Course materials: Licensed for individual professional development. You may deploy detection rules from this course in your organization's production Sentinel workspace. You may not redistribute course content, share account credentials, or republish course materials.

Detection rules: All KQL detection rules are provided as-is for deployment in your environment. Test every rule against your environment's data before enabling in production. Thresholds, entity mappings, and exclusions require environment-specific tuning. Ridgeline Cyber Defence is not responsible for false positives, false negatives, or operational impact from deployed rules.

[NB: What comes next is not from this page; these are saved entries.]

PR #7039, opened 2025-09-08
modprobe: move package provided files out of `/etc`

grondo:
This PR moves internal config and rc files for modprobe out of `/etc/flux/modprobe` and into `/usr/share/flux/modprobe` (datadir) and `/usr/libexec/flux/modprobe` (libexecdir). The two paths are used because `/usr/share` is more appropriate for TOML config files, while `/usr/libexec` is standard for code like the Python `rcX.py` files. (It is an open question whether to just put the two types of configuration for modprobe under the same paths. This is why the PR is currently WIP)

The modprobe default search path now works like this:
 - the default `modprobe.toml` or `rcX.py` is read first from `/usr/share/flux/modprobe/modprobe.toml` or `/usr/lbexec/flux/modprobe/rcX.py`
 - If `FLUX_MODPROBE_PATH` is set, then it is a colon separated PATH from which `$dir/modprobe.d/*.toml` or `$dir/rcX.d/*.py` are read.
 - Otherwise, the default search path is `/usr/share/flux/modprobe:/etc/flux/modprobe` for TOML config and `/usr/libexec/flux/modprobe:/etc/flux/modprobe` for rcX python files.
 
 This preserves backwards compatibility (files from other projects can stay in `/etc/flux/modprobe` until it is convenient  to move them to the package directories) and also allows `FLUX_MODPROBE_PATH` to be set to an empty value to disable reading of package and system modprobe files (better isolation).

Arguably the split between `datadir` and `libexecdir` for these files is most correct. However, it could be confusing that package modprobe files are read from two different paths. It also makes it tricky to append to the default search path, and therefore support for a `FLUX_MODPROBE_PATH_APPEND` is added here.

It may be worth it to evaluate if the TOML and Python files should just both go in `/usr/libexec` or `/usr/share` or wherever. Thus this PR is WIP for now (didn't want to write documentation and tests before we settled on the correct approach)

### DIFF
--- a/doc/man1/flux-modprobe.rst
+++ b/doc/man1/flux-modprobe.rst
@@ -9,9 +9,9 @@ SYNOPSIS
 | **flux** **modprobe** **load** [*--dry-run*] *MODULE* [*MODULE* ...]
 | **flux** **modprobe** **remove** [*--dry-run*] *MODULE* [*MODULE* ...]
 | **flux** **modprobe** **list-dependencies** [*-f*] *MODULE*
-| **flux** **modprobe** **run** [*-v*] [*--show-deps*] [*--dry-run*] [*--confdir=DIR*] *FILE*
-| **flux** **modprobe** **rc1** [*-v*] [*--timing*] [*--show-deps*] [*--dry-run*] [*--confdir=DIR*] *FILE*
-| **flux** **modprobe** **rc3** [*-v*] [*--show-deps*] [*--dry-run*] [*--confdir=DIR*] *FILE*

Fictional environment: All scenarios use the fictional Northgate Engineering environment. Any resemblance to real organizations, incidents, or individuals is coincidental. IP addresses use RFC 5737 documentation ranges.

Version and changelog

Current version: 1.0  |  Last updated: 2026

2026 — v1.0: Course launch. 12 modules (DE0–DE11). 44+ production KQL detection rules. 6 attack chains. Interactive components: scenario engine, alert simulator, network mesh visualizer. Full content standard compliance.

This course is actively maintained. Detection rules are updated as the Microsoft security platform evolves and new attack techniques emerge. Check this page for version updates.